1RMの80%と30%で8週間トレーニングしても、血液が語ることはほぼ同じだった
要点
健康な若年男性17名を1RMの80%と1RMの30%の2群に分け、8週間限界までトレーニングさせ、空腹時血清をNMRで分析した。有意に変化した代謝物10個のうち5個(3-ヒドロキシイソ吉草酸、3-ヒドロキシ酪酸、アセトン、イソ酪酸、乳酸)は両条件で同一に動いた — アミノ酸代謝回転とケトン体代謝という共通の適応である。負荷による差はコリン・グルコース・アラニンをまとめて見たときにのみ現れ、3つとも単独では有意でなかった。
重く少なく対軽く多く — 限界まで行けば筋肥大の結果が似るというのは、もはや目新しい話ではない。この研究は次の問いを立てた。見た目の結果が似ているなら、体の中で起きたことも同じなのか。
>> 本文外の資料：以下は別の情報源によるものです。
PR #1315, opened 2017-02-23
Add Marker helper class to iOS SDK

karimnaaji:
- Add `TGMarker` class and update interface to not use marker identifiers and simplify interface.
- Add missing `drawOrder` from interface.
- Add private/internal interface with framework only visibility for `TGMapViewController`.
- Add `markers` accessor to retrieve all marker objects added to a `TGMapViewController`.

### DIFF
--- a/platforms/ios/src/TangramMap/TGGeoPolygon.h
+++ b/platforms/ios/src/TangramMap/TGGeoPolygon.h
@@ -12,7 +12,7 @@
 NS_ASSUME_NONNULL_BEGIN
 
 /**
- Helper class to contain a polygon geometry for use in `-[TGMapViewController markerSetPolygon:polygon:]`.
+ Helper class to contain a polygon geometry for use in `-[TGMarker polygon]`.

健康な若年男性17名が8週間のプログラムを終えた。高負荷群9名は1RMの80%、低負荷群8名は1RMの30%でトレーニングし、どちらもそれ以上レップが出ない地点まで行った。前後に空腹時血清を採取し、標的を定めないNMR分光法で代謝物全体を走査した。
両方の負荷で同じように動いたものは何か
有意に変化した代謝物は10個で、そのうち5個が両条件で一貫して動いた — 3-ヒドロキシイソ吉草酸、3-ヒドロキシ酪酸、アセトン、イソ酪酸、乳酸である。前者はロイシンなど分岐鎖アミノ酸が分解される経路から、後者はケトン体代謝と解糖系から出る。つまり負荷に2.7倍の差があっても、アミノ酸代謝回転とエネルギー基質利用の再編は共通して起きた。
トレーニングした体としていない体は区別できたか
完全にできた。前後を分けるモデルの判別精度(AUC)は1.00で、最も寄与した物質は3-ヒドロキシイソ吉草酸だった。この物質はロイシン分解の中間産物である。8週間のレジスタンストレーニングが血液に残した痕跡はそれほど明瞭だったということだ。
負荷による差はどこにあったか
見つけにくかった。物質を1つずつ比較する方法では高負荷と低負荷を分けられなかった。コリン・グルコース・アラニンの3つをまとめて見たときにのみ判別でき(AUC 0.94)、決定的なことにこの3つはどれも単独では有意でなかった。負荷の痕跡はあるが微妙で、組み合わせでしか見えない。
トレーニングにどう適用するか
負荷選択の根拠を代謝に求める必要はない、ということだ。限界まで行くという条件が同じなら、重く行くか軽く行くかは関節の状態、使える時間、技術練習の必要で決めればよい。ただし1RMから計算されるスコアを追うなら話は変わる — 30%で限界まで行うトレーニングは筋肉を育てるが、重い重量を扱う技術そのものは練習されない。ボリュームと強度の釣り合いと低負荷トレーニングの限界で同じ問題を扱った。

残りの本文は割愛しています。